- [Exercise goal]:
Once you have counted the lines below that contain "Model", give that number and nothing else.

Stored data:
PR #63, opened 2021-07-04
Logger

rd2:
Ready for a PR review.

### DIFF
--- a/json/midrise.json
+++ b/json/midrise.json
@@ -1,5 +1,5 @@
 {
-  "schema": "https://github.com/rd2/tbd/blob/master/tbd.schema.json",
+  "schema": "https://github.com/rd2/tbd/blob/logger/tbd.schema.json",
   "description": "sorting out multiple story PSI sets (midrise)",
   "psis": [
     {
@@ -60,9 +60,7 @@
       "psi": "Building Story 3"
     }
   ],
-  "building": [
-    {
-      "psi": "compliant"
-    }
-  ]
+  "building": {
+    "psi": "compliant"
+  }
 }
--- a/json/midrise.json
+++ b/json/midrise.json
@@ -1,8 +1,7 @@
 {
   "schema": "https://github.com/rd2/tbd/blob/logger/tbd.schema.json",
   "description": "sorting out multiple story PSI sets (midrise)",
-  "psis": [
-    {
+  "psis": [{
       "id": "compliant",
       "rimjoist": 0.3,
       "parapet": 0.325,
@@ -46,8 +45,10 @@
       "grade": 0.371
     }
   ],
-  "stories": [
-    {
+  "building": {
+    "psi": "compliant"
+  },
+  "stories": [{
       "id": "Building Story 1",
       "psi": "Building Story 1"
     },
@@ -59,8 +60,5 @@
       "id": "Building Story 3",
       "psi": "Building Story 3"
     }
-  ],
-  "building": {
-    "psi": "compliant"
-  }
+  ]
 }
--- a/lib/conditioned.rb
+++ b/lib/conditioned.rb
@@ -102,7 +102,8 @@ def scheduleRulesetMinMax(sched)
   # standards/Standards.ScheduleRuleset.rb#L124
   result = { min: nil, max: nil }
   unless sched && sched.is_a?(OpenStudio::Model::ScheduleRuleset)
-    TBD.log(TBD::DEBUG, "Invalid sched - ruleset MinMax")
+    TBD.log(TBD::DEBUG,
+      "Invalid ruleset MinMax schedule (argument) - skipping")
     return result
   end
 
@@ -149,7 +150,8 @@ def scheduleConstantMinMax(sched)
   # standards/Standards.ScheduleConstant.rb#L21
   result = { min: nil, max: nil }
   unless sched && sched.is_a?(OpenStudio::Model::ScheduleConstant)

- [Task output]:
2